As it happens I've not had good experiences with the probe type thermometer, so I've just made a liar of myself - embraced the world of gadgets and bought a battery operated digital one.

It's a thermapen which though quite expensive, receives great reviews and takes a reading within 4 seconds. From personal experience I can say that mine does appear to be accurately calibrated and does achieve the within 4 second reading.

I think the present version is supposed to have a battery life of approx 1000hrs and it's a very narrow tipped probe, so minimal damage to the food being tested. It's useful to know from the outset that the plastic body is reported to be quite vulnerable to liquids - so important only the probe is allowed to enter liquids.

There is a new version being released that has some nice refinements, not least it being splashproof with a battery life of 1,500hrs. :-

ThermoWorks - The New Splash-Proof Super-Fast Thermapen

I can't speak to it's durability. Usual stuff around handling & environment will have their influence - but the speed & accuracy of reading might make it worth a look.

Note: Amazon.com is a source for the existing versions.


----------



## yodog (Jun 21, 2009)

Love my Thermapen--have a couple. Use them often. Agree you need to be careful with the old design to keep it dry, but I haven't exactly babied these, either.


----------



## phaedrus (Dec 23, 2004)

I've used my Thermopen for a long time, maybe a year or more, with no issues at all. Pretty hard use, too. I've kept it dry but it's been dropped a couple times and carried daily. Still dead on (checked in an ice bath) and reads fast.
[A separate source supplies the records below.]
PR #2388, opened 2022-10-05
`Single.concatDeferSubscribe(Publisher)` instead of `Single.concat(Publisher, boolean)`

idelpivnitskiy:
Motivation:

Boolean arguments for operators are harder to read, especially when number of possible boolean args is growing.

Modifications:

- Introduce `Single.concatDeferSubscribe(Publisher)` that behaves like `Single.concat(Publisher, true)`;
- Deprecate `Single.concat(Publisher, boolean)`;

Result:

Clear behavior based on operator name, consistency with `concatPropagateCancel`.

### DIFF
--- a/servicetalk-concurrent-api/src/main/java/io/servicetalk/concurrent/api/Single.java
+++ b/servicetalk-concurrent-api/src/main/java/io/servicetalk/concurrent/api/Single.java
@@ -748,8 +748,7 @@ public abstract class Single<T> {
      * elements from {@code next} {@link Publisher}. Any error emitted by this {@link Single} or {@code next}
      * {@link Publisher} is forwarded to the returned {@link Publisher}.
      * <p>
-     * Note: this method is an overload for {@link #concat(Publisher, boolean)} with {@code deferSubscribe} equal to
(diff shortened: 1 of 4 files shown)


servicetalk-concurrent-api/src/main/java/io/servicetalk/concurrent/api/Single.java
```diff
@@ -792,13 +791,41 @@ public final Publisher<T> concat(Publisher<? extends T> next) {
      * replayable {@link Publisher}(s) or when eager subscribe is beneficial.
      * @return New {@link Publisher} that first emits the result of this {@link Single} and then subscribes and emits
      * all elements from {@code next} {@link Publisher}.
+     * @deprecated Use {@link #concat(Publisher)} or {@link #concatDeferSubscribe(Publisher)} instead.
      */
+    @Deprecated
```
Scottmitch, line 796: I'm mixed on this... imho using method overload language feature avoids callers needing to have conditional code if they need to switch between different options. however we have both variants now (qualified name and method overload) so I'm not opposed to this.

PR #2389, opened 2022-10-07
`Buffer.[set|write]Bytes` doesn't respect length when reading from `InputStream`

idelpivnitskiy:
Motivation:

Javadoc for `Buffer.writeBytes` and `Buffer.setBytes` says it reads "length bytes have been read, the end of stream is reached, or an exception is thrown". However, its internal implementation in Netty does only a single `InputStream.read(byte[], int, int)` invocation. `InputStream` contract does not guarantee to read the whole requested `length`, is says "reads up to len bytes of data from the input stream". There are implementations that may return less than `len` bytes on a single read attempt.

Modifications:

- `NettyBuffer` keeps reading from the `InputStream` until length bytes have been read;
- Add tests to demonstrate a problem;
- Also add tests for `writeBytesUntilEndStream` bcz it's a custom method that does not exist in Netty;

Result:

`Buffer.writeBytes` and `Buffer.setBytes` behave according to their javadoc when reading from `InputStream`.

### DIFF
--- a/servicetalk-buffer-api/src/main/java/io/servicetalk/buffer/api/Buffer.java
+++ b/servicetalk-buffer-api/src/main/java/io/servicetalk/buffer/api/Buffer.java
@@ -924,7 +924,7 @@ public interface Buffer {
     Buffer setBytes(int index, ByteBuffer src);
 
     /**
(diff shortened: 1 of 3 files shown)


mgodave (approved):
lgtm

PR #2392, opened 2022-10-11
Prepare for upgrade to Netty 4.1.84

idelpivnitskiy:
Motivation:

Netty 4.1.84 includes https://github.com/netty/netty/pull/12760 which moves validation of connection-related headers for HTTP/2 from `HpackDecoder` to `DefaultHttp2Headers`. This breaks our existing control flow because in case there is no `content-length` header, we always unconditionally add `transfer-encoding: chunked` header that will be removed later in HTTP/2 pipeline if the HTTP/2 is the actual negotiated protocol.

Modification:

- Improve our control flow to take protocol into account when it adds `transfer-encoding: chunked` header;
- Adjust existing tests that target `transfer-encoding: chunked` handling to always use `DefaultHttpHeadersFactory`, even  when testing HTTP/2, it helps to avoid validation in netty's `DefaultHttp2Headers`;

Result:

All tests pass with both versions of netty: 4.1.82 and 4.1.84.

### DIFF
--- a/servicetalk-http-netty/src/main/java/io/servicetalk/http/netty/H2ClientParentChannelInitializer.java
+++ b/servicetalk-http-netty/src/main/java/io/servicetalk/http/netty/H2ClientParentChannelInitializer.java
@@ -57,8 +57,8 @@ final class H2ClientParentChannelInitializer implements ChannelInitializer {
                 // the user to apply their own timeout at the call site.
                 .gracefulShutdownTimeoutMillis(-1)
                 .initialSettings(nettySettings)
-                // We always validate incoming headers, define this explicitly instead of inheriting a default value.
-                .validateHeaders(true)
+                // Inherit headers validation setting from the HttpHeadersFactory.
+                .validateHeaders(config.headersFactory().validateNames())
                 .headerSensitivityDetector(config.headersSensitivityDetector()::test);
 
         initFrameLogger(multiplexCodecBuilder, config.frameLoggerConfig());
--- a/servicetalk-http-netty/src/main/java/io/servicetalk/http/netty/H2ClientParentChannelInitializer.java
+++ b/servicetalk-http-netty/src/main/java/io/servicetalk/http/netty/H2ClientParentChannelInitializer.java
@@ -57,6 +57,8 @@ final class H2ClientParentChannelInitializer implements ChannelInitializer {
                 // the user to apply their own timeout at the call site.
                 .gracefulShutdownTimeoutMillis(-1)
                 .initialSettings(nettySettings)
+                // We always validate incoming headers, define this explicitly instead of inheriting a default value.
+                .validateHeaders(true)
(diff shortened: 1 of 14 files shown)


idelpivnitskiy:
We will need to refactor some of our HTTP control flow logic because of a change in Netty: https://github.com/netty/netty/pull/12760
```
Caused by: io.netty.handler.codec.http2.Http2Exception: Illegal connection-specific header 'transfer-encoding' encountered.
	at app//io.netty.handler.codec.http2.Http2Exception.connectionError(Http2Exception.java:109)
	at app//io.netty.handler.codec.http2.DefaultHttp2Headers$2.validateName(DefaultHttp2Headers.java:83)
	at app//io.netty.handler.codec.http2.DefaultHttp2Headers$2.validateName(DefaultHttp2Headers.java:42)
	at app//io.netty.handler.codec.DefaultHeaders.validateName(DefaultHeaders.java:1008)
	at app//io.netty.handler.codec.http2.DefaultHttp2Headers.validateName(DefaultHttp2Headers.java:168)
	at app//io.netty.handler.codec.http2.DefaultHttp2Headers.validateName(DefaultHttp2Headers.java:33)
	at app//io.netty.handler.codec.DefaultHeaders.add(DefaultHeaders.java:329)
	at app//io.servicetalk.http.netty.NettyH2HeadersToHttpHeaders.add(NettyH2HeadersToHttpHeaders.java:115)
	at app//io.servicetalk.http.netty.HeaderUtils.addRequestTransferEncodingIfNecessary(HeaderUtils.java:329)
	at app//io.servicetalk.http.netty.AbstractStreamingHttpConnection.lambda$request$2(AbstractStreamingHttpConnection.java:185)
	at app//io.servicetalk.concurrent.api.SingleDefer.handleSubscribe(SingleDefer.java:41)
```

idelpivnitskiy:
I've made changes that allow the default control flow to work with the latest Netty version. It doesn't solve the problem of users manually adding connection-specific headers, but it at least unblocks those users who don't: who rely on our control flow to populate payload-related headers or gRPC users.

The remaining use-case will be addressed either in Netty or in a follow-up PR.

This PR verified that it works with both netty versions, and intentionally doesn't update the version. It helps to unblock users who have Netty version updated transitively through some other libraries.

servicetalk-http-netty/src/main/java/io/servicetalk/http/netty/H2ClientParentChannelInitializer.java
```diff
@@ -57,6 +57,8 @@ public void init(final Channel channel) {
                 // the user to apply their own timeout at the call site.
                 .gracefulShutdownTimeoutMillis(-1)
                 .initialSettings(nettySettings)
+                // We always validate incoming headers, define this explicitly instead of inheriting a default value.
+                .validateHeaders(true)
```
Scottmitch, line 61: should this be derived from the headers factory used for h2?

Scottmitch (approved):

PR #2393, opened 2022-10-12
Run scheduled tests with Netty 4.1.X-SNAPSHOT

idelpivnitskiy:
Motivation:

To catch any issues with newer Netty releases, run a scheduled job to test ServiceTalk with the latest netty 4.1.X-SNAPSHOT.

Modifications:

- Adjust `build.gradle` files to exclude macos-specific artifacts when we build with a netty snapshot;
- Add CI job to run with Netty 4.1.+;

Result:

Regular tests with the latest Netty snapshot.

### DIFF
--- a/servicetalk-transport-netty-internal/build.gradle
+++ b/servicetalk-transport-netty-internal/build.gradle
@@ -17,7 +17,6 @@
 apply plugin: "io.servicetalk.servicetalk-gradle-plugin-internal-library"
 
 ext.isNettySnapshot = "$nettyVersion".endsWithAny("SNAPSHOT", "+")
-println("!!! $nettyVersion")
 
 dependencies {
   api platform(project(":servicetalk-dependencies"))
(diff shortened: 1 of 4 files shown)


normanmaurer:
@idelpivnitskiy thanks a lot!

servicetalk-transport-netty-internal/build.gradle
```diff
@@ -16,6 +16,9 @@
 
 apply plugin: "io.servicetalk.servicetalk-gradle-plugin-internal-library"
 
+ext.isNettySnapshot = "$nettyVersion".endsWithAny("SNAPSHOT", "+")
+println("!!! $nettyVersion")
```
Scottmitch, line 20: is this needed? if so can this be more descriptive (e.g. nettyVersion: ...)?

Scottmitch (approved):

servicetalk-transport-netty-internal/build.gradle
idelpivnitskiy: 👀 leftover

PR #2398, opened 2022-10-16
H2 TE header parsing bug fix

Scottmitch:
Motivation:
HTTP/2 has special rules that TE header is only allowed to have a value of `trailers`. The sanitizing of the TE headers may have infinite looped in some scenarios.

### DIFF
--- a/servicetalk-http-netty/src/main/java/io/servicetalk/http/netty/H2ToStH1Utils.java
+++ b/servicetalk-http-netty/src/main/java/io/servicetalk/http/netty/H2ToStH1Utils.java
@@ -15,7 +15,6 @@
  */
 package io.servicetalk.http.netty;
 
-import io.servicetalk.buffer.api.CharSequences;
 import io.servicetalk.http.api.HttpHeaders;
 
 import io.netty.handler.codec.http.HttpHeaderNames;
--- a/servicetalk-http-netty/src/main/java/io/servicetalk/http/netty/H2ToStH1Utils.java
+++ b/servicetalk-http-netty/src/main/java/io/servicetalk/http/netty/H2ToStH1Utils.java
@@ -151,19 +151,35 @@ final class H2ToStH1Utils {
         Iterator<? extends CharSequence> teItr = h1Headers.valuesIterator(TE);
         boolean addTrailers = false;
         while (teItr.hasNext()) {
-            String teValue = teItr.next().toString();
-            int i = teValue.indexOf(',');
-            if (i != -1) {
-                int start = 0;
-                do {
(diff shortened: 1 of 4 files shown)


servicetalk-http-netty/src/test/java/io/servicetalk/http/netty/H2PriorKnowledgeFeatureParityTest.java
```diff
@@ -322,6 +325,67 @@ void cookiesRoundTrip(HttpTestExecutionStrategy strategy, boolean h2PriorKnowled
...
+        setUp(strategy, h2PriorKnowledge);
+        InetSocketAddress serverAddress = bindHttpEchoServer();
+        try (BlockingHttpClient client = forSingleAddress(HostAndPort.of(serverAddress))
+                .protocols(h2PriorKnowledge ? h2Default() : h1Default())
+                .executionStrategy(clientExecutionStrategy).buildBlocking()) {
+            // Test individual headers
+            HttpRequest request = client.get("/");
+            request.addHeader(TE, "foo");
+            request.addHeader(TE, TRAILERS);
+            request.addHeader(TE, "bar");
```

I will, however, have to pick up the new model. It's faster, more accurate, waterproof- and _new!_ I can't resist "new and improved!":lol:


----------



## hippysandy (Jul 22, 2009)

Yes, Thermopen is reliable...it gives faster and more accurate result than any other meat thermometer I had used.


----------



## eg_laura270 (Jan 28, 2019)

I personally use my Weber iGrill 2 thermometer, it's pretty convinient to have synthronized application on your phone. But for more professional cooking, especially for steaks, you may need something like The Meater. I recommend you to see more info here  wmaybe you'll find something more suitable for you


----------



## Patch (Dec 27, 2018)

I would add a couple things to the Thermapen recommendations. First, buy directly from their web site. There are merchants on other sites selling Thermoworks gear for considerably more than you'd pay buying direct. 

Second, they regularly have sales and "open box" events where you can get decent discounts. Sign up for their mailing list and they'll alert you. I've purchased several "open box" items and never had an issue. 
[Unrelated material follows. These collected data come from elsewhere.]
PR #2591, opened 2023-05-10
Publisher#buffer retry with sequential subscription

Scottmitch:
Motivation:
If the BufferStrategy terminates and the operator is applied to a Publisher that only supports sequential subscription model any retry operations will fail with duplicate Subscriber exception.

Modifications:
- Cancel before propagating error, so any retry operator will have state reset on the publisher.


idelpivnitskiy (approved):
🎖️

PR #2592, opened 2023-05-10
Logging LifeCycleObservers quote connection

Scottmitch:
Motivation:
LoggingGrpcLifecycleObserver and LoggingGrpcLifecycleObserver log the connection context, but the connection context string has spaces and special characters that may impact log indexers.

Modifications:
- quote places that log connection strings


idelpivnitskiy (commented):
Thanks!

PR #2594, opened 2023-05-11
HttpObjectDecoder chunk size int -> long

Scottmitch:
Motivation:
https://httpwg.org/specs/rfc9112.html#rfc.section.7.1
> HTTP/1.1 does not define any means to limit the size of a chunked response such that an intermediary can be assured of buffering the entire response. Additionally, very large chunk sizes may cause overflows or loss of precision if their values are not represented accurately in a receiving implementation. Therefore, recipients MUST anticipate potentially large hexadecimal numerals and prevent parsing errors due to integer conversion overflows or precision loss due to integer representation.


idelpivnitskiy (approved):
Thanks!

PR #2595, opened 2023-05-11
Publisher#validateOutstandingDemand operator

Scottmitch:
Motivation:
Some use cases use custom operators and sources that may invalidate demand
which can invalidate state in other operators and leave the system in
an undefined state. There is no easy way to validate this and get visibility.

Modifications:
- Add Publisher#validateOutstandingDemand operator

### DIFF
--- a/servicetalk-concurrent-api/src/main/java/io/servicetalk/concurrent/api/Publisher.java
+++ b/servicetalk-concurrent-api/src/main/java/io/servicetalk/concurrent/api/Publisher.java
@@ -47,6 +47,7 @@ import java.util.function.IntFunction;
 import java.util.function.IntPredicate;
 import java.util.function.LongConsumer;
 import java.util.function.LongSupplier;
+import java.util.function.ObjLongConsumer;
 import java.util.function.Predicate;
 import java.util.function.Supplier;
 import javax.annotation.Nullable;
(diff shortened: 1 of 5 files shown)


tkountis (approved):

servicetalk-concurrent-api/src/main/java/io/servicetalk/concurrent/api/BiLongConsumer.java
```diff
@@ -0,0 +1,34 @@
...
+
+import javax.annotation.Nullable;
+
+/**
+ * A special consumer that takes an {@code long} and a custom arguments.
+ *
+ * @param <T> The other argument to this function.
+ */
+@FunctionalInterface
+public interface BiLongConsumer<T> {
```
chrisvest, line 26: This is very similar to `java.util.function.ObjLongConsumer`. The argument order is just flipped.

Scottmitch: good catch! I will use this instead.

servicetalk-concurrent-api/src/main/java/io/servicetalk/concurrent/api/Publisher.java
```diff
@@ -1801,6 +1802,33 @@ public final Publisher<T> whenCancel(Runnable onCancel) {
         return beforeCancel(onCancel);
     }
 
+    /**
+     * Validate the outstanding demand ({@link Subscription#request(long)} minus
+     * {@link Subscriber#onNext(Object)}) does not go negative.
+     * @return The new {@link Publisher}.
```
idelpivnitskiy, line 1808: Consider clarifying what will happen when invalid demand is detected. Would be nice to also have some pseudo code that will demonstrate the flow, like we do for other operators.

servicetalk-concurrent-api/src/main/java/io/servicetalk/concurrent/api/Publisher.java
```diff
@@ -1801,6 +1802,33 @@ public final Publisher<T> whenCancel(Runnable onCancel) {
...
+    /**
+     * Validate the outstanding demand ({@link Subscription#request(long)} minus
+     * {@link Subscriber#onNext(Object)}) does not go negative.
+     * <p>
+     * ReactiveStreams specification allows {@link Subscriber} and {@link Subscription} to be concurrent, therefore the
+     * arguments of this function maybe invoked concurrently.
+     * @param onNextConsumer Called when {@link Subscriber#onNext(Object)} is invoked with first argument is the signal
+     * and second argument is demand (after decrementing).
+     * @param requestConsumer Called when {@link Subscription#request(long)} is invoked with first argument of {@code n}
+     * and second argument of current demand (after incrementing). This method may only be called if {@code n} is valid.
```
idelpivnitskiy, line 1824: Consider clarifying how these functions can be used. Are those only to observe or can they also throw an exception?

servicetalk-concurrent-api/src/main/java/io/servicetalk/concurrent/api/ValidateDemandPublisher.java
```diff
@@ -0,0 +1,107 @@
...
+        }
+
+        @Override
+        public void onComplete() {
+            subscriber.onComplete();
+        }
+    }
+
+    static final class InvalidDemandException extends IllegalStateException {
+        InvalidDemandException(String message) {
```
idelpivnitskiy, line 103: Our users found it hard to do anything with custom exceptions that are not public. In this case, they will see `InvalidDemandException` in logs, but won't have any clue what to do with it until they look at the source code and see that it's actually an `IllegalStateException`. Consider throwing `IllegalStateException` exception instead or make this one public.

servicetalk-concurrent-api/src/main/java/io/servicetalk/concurrent/api/Publisher.java
idelpivnitskiy: Will be also great to clarify a use-case for this operator.

servicetalk-concurrent-api/src/main/java/io/servicetalk/concurrent/api/ValidateDemandPublisher.java
```diff
@@ -0,0 +1,107 @@
...
+        public void onSubscribe(final Subscription subscription) {
+            subscriber.onSubscribe(new Subscription() {
+                @Override
+                public void request(final long n) {
+                    try {
+                        if (isRequestNValid(n)) {
+                            final long currDemand = demandUpdater.accumulateAndGet(ValidateDemandSubscriber.this, n,
+                                    FlowControlUtils::addWithOverflowProtection);
+                            parent.requestConsumer.accept(n, currDemand);
+                        }
```
idelpivnitskiy, line 68: The operator suppose to validate the demand. As a user, I would expect that any non-positive demand is also invalid and it have to be detected by this operator. Why we don't do anything for `else` case?

servicetalk-concurrent-api/src/main/java/io/servicetalk/concurrent/api/ValidateDemandPublisher.java
```diff
@@ -0,0 +1,107 @@
...
+                    } finally {
+                        subscription.request(n);
```
idelpivnitskiy, line 70: Why do we propagate demand even if the `requestConsumer` throws? I would expect we propagate `cancel`.

servicetalk-concurrent-api/src/main/java/io/servicetalk/concurrent/api/ValidateDemandPublisher.java
Scottmitch: naming is hard ... this operator is meant to validate outstanding demand as delivered by async sources or operators, and not prevent invalid request(n) from propagating. Catching/failing preemptively would defeat the goal of this operator (meant to catch bugs in other operators and observe outstanding demand w/out influencing it). Any suggestions on names, here are some options:
- `trackDemand`
- `validateOutstandingDemand`

idelpivnitskiy: Thanks for clarifying. Agreed, naming is hard. With `trackDemand` users won't expect any exceptions to be propagated at all, only callbacks for observing it. Let's go with `validateOutstandingDemand` and clarifying in javadoc that invalid `request(n)` will be propagated as-is.

servicetalk-concurrent-api/src/main/java/io/servicetalk/concurrent/api/ValidateDemandPublisher.java
Scottmitch: `InvalidDemandException` helps validate the test condition but I will go with `IllegalStateException` for now if its an issue.

PR #2599, opened 2023-05-12
ThreadInterruptingCancellable consolidate state

Scottmitch:
Motivation:
ThreadInterruptingCancellable has integer internal state that can be removed by just using the Thread and atomically update it.

### DIFF
--- a/servicetalk-concurrent-internal/src/main/java/io/servicetalk/concurrent/internal/ThreadInterruptingCancellable.java
+++ b/servicetalk-concurrent-internal/src/main/java/io/servicetalk/concurrent/internal/ThreadInterruptingCancellable.java
@@ -17,7 +17,8 @@ package io.servicetalk.concurrent.internal;
 
 import io.servicetalk.concurrent.Cancellable;
 
-import java.util.concurrent.atomic.AtomicIntegerFieldUpdater;
+import java.util.concurrent.atomic.AtomicReferenceFieldUpdater;
+import javax.annotation.Nullable;
 
 import static java.lang.Thread.interrupted;
 import static java.util.Objects.requireNonNull;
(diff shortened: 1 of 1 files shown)


bryce-anderson (approved):
This seems correct but is, imo, more complicated. This isn't far from the same constructor pattern as an `AtomicInteger` which just sets the field on construction and expects the users to safely publish the `AtomicInteger` if it's going to be shared, most commonly by assigning the `AtomicInteger` to a `final` field. This is what is done with the usages of `ThreadInterruptingCancellable` that I've found.

If that's not enough and we expect unsafe storing of a `ThreadInterruptingCancellable` then maybe keeping a second field isn't such a big deal if it means we don't have to point people to the java memory model. That is, however, subjective.

idelpivnitskiy:
Agreed with @bryce-anderson. Pre-existing code is easier to read and understand, and does not require any clarification comments.

Scottmitch:
agreed this is more complex but the complexity is encapsulated and trade-off is memory vs complexity.

> This isn't far from the same constructor pattern as an AtomicInteger
AtomicInteger doesn't have any other options iiuc, however in this case bcz we have a terminal state we can be more defensive.

> This is what is done with the usages of ThreadInterruptingCancellable that I've found.
Currently `ThreadInterruptingCancellable` is used a local variables which afaik don't have the same guarantees of a final member variable (relative to access to the instance).

bryce-anderson:
> Currently ThreadInterruptingCancellable is used a local variables which afaik don't have the same guarantees of a final member variable (relative to access to the instance).

You're right: I misread the search result. It would still take some pretty adversarial code to be a problem but it's definitely possible.

> agreed this is more complex but the complexity is encapsulated and trade-off is memory vs complexity.

I'd personally not worry about an integer field in this context without some data to say it's a real contributor to allocations. Of course that is only my opinion, and not a very strong one, so feel free to ship it especially if these jump out in profiling data.

Scottmitch:
I will merge as complexity is encapsulated and we won't retain reference to the thread after done.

Finally, if the Thermapen is too expensive, they have several cheaper models that are very good and just a couple seconds slower than the Thermapen. I have a couple of their cheaper models. Can't say how they'd hold up in a commercial environment but they've done okay in my kitchen and at the grill. One of the pluses of the Thermapen for heavy use environments is it uses AAA batteries. The smaller units use watch type batteries and can be more than a little fiddly to change. I ruined one trying to change the battery. Changing the battery on the Thermapen is simple in comparison.


----------